La "grève du lait" des éleveurs pour protester contre l'effondrement des prix se poursuivait lundi un peu partout en France, avec un boycott des livraisons aux industriels, des blocages d'usines et des distributions gratuites dont l'impact était difficile à évaluer.
La participation au mouvement initié jeudi au niveau européen, très variable d'un bassin laitier à l'autre, fait l'objet d'une guerre des chiffres entre pro et anti-grévistes.
Selon l'Organisation des producteurs de lait (OPL), qui soutient le mouvement, le taux de grévistes atteignait lundi 40% en moyenne au niveau national.
"En Europe également le mouvement est lancé avec déjà des actions spectaculaires des éleveurs belges qui ont par exemple jeté plusieurs citernes du haut d'un pont autoroutier", s'est félicité l'OPL.
Mais, selon la Fédération nationale des producteurs laitiers (FNPL), branche laitière de la FNSEA hostile au mouvement, le taux de grévistes ne dépassait pas 7% en moyenne.

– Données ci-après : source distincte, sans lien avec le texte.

PR #20186, opened 2018-03-10
DOC: update the DataFrame.to_hdf() docstirng

ghost:
an unrelated PR):

```
##################### Docstring (pandas.DataFrame.to_hdf)  #####################

Write the contained data to an HDF5 file using HDFStore.

Hierarchical Data Format (HDF) is self-describing, allowing an
application to interpret the structure and contents of a file with
no outside information. One HDF file can hold a mix of related objects
which can be accessed as a group or as individual objects.

In order to add another :class:`~pandas.DataFrame` or
:class:`~pandas.Series` to an existing HDF file please use append mode
and different a key.

Parameters
----------
path_or_buf : str or pandas.HDFStore
    File path or HDFStore object.
key : str
    Identifier for the group in the store.
mode : {'a', 'w', 'r+'}, default is 'a'
    Mode to open file:
        - ``'w'``: write, a new file is created (an existing file with
            the same name would be deleted).
        - ``'a'``: append, an existing file is opened for reading and
            writing, and if the file does not exist it is created.
        - `'r+'`: similar to ``'a'``, but the file must already exist.
format : {'fixed', 'table'}, default is 'fixed'
    Possible values:
        - fixed: Fixed format. Fast writing/reading. Not-appendable,
            nor searchable.
        - table: Table format. Write as a PyTables Table structure
            which may perform worse but allow more flexible operations
            like searching / selecting subsets of the data.
append : boolean, default False
    For Table formats, append the input data to the existing.
data_columns :  list of columns or True, optional
    List of columns to create as indexed data columns for on-disk
    queries, or True to use all columns. By default only the axes
    of the object are indexed. See `here
    <http://pandas.pydata.org/pandas-docs/stable/io.html#query-via-data-columns>`__.
    Applicable only to format='table'.
complevel : {0-9}, optional
    Specifies a compression level for data.
    A value of 0 disables compression.
complib : {'zlib', 'lzo', 'bzip2', 'blosc'}, default 'zlib'
    Specifies the compression library to be used.
    As of v0.20.2 these additional compressors for Blosc are supported
    (default if no compressor specified: 'blosc:blosclz'):
    {'blosc:blosclz', 'blosc:lz4', 'blosc:lz4hc', 'blosc:snappy',
    'blosc:zlib', 'blosc:zstd'}.
    Specifying a compression library which is not available issues
    a ValueError.
fletcher32 : bool, default False
    If applying compression use the fletcher32 checksum.
dropna : bool, default False
    If true, ALL nan rows will not be written to store.

See Also
--------
DataFrame.to_csv : write out to a csv file.
DataFrame.to_sql : write to a sql table.
DataFrame.to_feather : write out feather-format for DataFrames.

Examples
--------
>>> df = pd.DataFrame({'A': [1, 2, 3], 'B': [4, 5, 6]},
...                   index=['a', 'b', 'c'])
>>> df.to_hdf('data.h5', key='df', mode='w')

We can append another object to the same file:

>>> s = pd.Series([1, 2, 3, 4])
>>> s.to_hdf('data.h5', key='s')

Reading from HDF file:

>>> pd.read_hdf('data.h5', 'df')
A  B
a  1  4
b  2  5
c  3  6
>>> pd.read_hdf('data.h5', 's')
0    1
1    2
2    3
3    4
dtype: int64

Notes
-----
Learn more about `Hierarchical Data Format (HDF)
<https://support.hdfgroup.org/HDF5/whatishdf5.html>`__.

Errors found:
	Errors in parameters section
		Unknown parameters {'format', 'complevel', 'mode', 'append', 'complib', 'dropna', 'data_columns', 'fletcher32'}
	No returns section found
```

Dans le Grand Ouest, principale région laitière, la participation était particulièrement importante dans le Calvados et le Centre-Bretagne, affirment les syndicats, mais des sources industrielles ont décrit un impact "très faible". Le premier groupe laitier français, Lactalis, a annoncé une baisse de sa collecte limitée à "4-5%".
Plusieurs grévistes font cependant état de "pressions" des industriels. Lactalis ferait notamment courir, selon eux, des rumeurs de poursuites judiciaires pour rupture de contrat afin d'intimider les éleveurs.
Un peu partout, les actions se multipliaient pourtant.
Dans la Haute-Saône, un blocage de l'usine Eurosérum, filiale du groupe Entremont Alliance, était organisé à Port-sur-Saône par les exploitants laitiers de la Confédération paysanne.
Dans l'Aveyron, une tour de séchage, qui sert à fabriquer la poudre de lait, a été occupée, alors qu'une usine similaire était bloquée à Saint-Hilaire-de-Briouze, près d'Argentan (Orne).
Plusieurs centaines de litres de lait ont été distribués sur le marché de La Mure (Isère), tandis que dans le Bas-Rhin, plusieurs agriculteurs ont déversé leur production dans les fosses à lisier.

Une source industrielle évoquait une "mobilisation en peau de léopard, avec des zones de mobilisation très ciblées".
Dans le Sud-Ouest, le taux de grévistes atteignait "80 à 90%" dans les Pyrénées-Atlantiques, notamment au pays Basque, a affirmé un délégué de l'Association des producteurs de lait indépendants (Apli).
Dans le Nord/Pas-de-Calais, la "grève du lait" était suivie par 25% à 30% des producteurs, toujours selon l'Apli. "Le mouvement est bien suivi, les consciences commencent à se réveiller", a déclaré Karol Bulcke, délégué Apli du Nord.
"J'entends parler de 30% de participation, pour moi c'est de l'intox. Autour de moi, il n'y a aucun producteur qui fait grève", assure pourtant Philippe Cartieaux, le président des producteurs de lait du Nord, affilié à la FNPL. Cette organisation insistait sur la mobilisation "proche de zéro" dans l'Est, selon elle.
Les grévistes ont reçu lundi des soutiens politiques. L'eurodéputé vert José Bové a annoncé qu'il avait entamé un "jeûne de solidarité (...) en soutien aux producteurs menacés de faillite". La présidente socialiste de Poitou-Charente, Ségolène Royal, a réclamé au ministre de l'Agriculture Bruno Le Maire "des actions immédiates" pour assurer un "prix rémunérateur" aux éleveurs.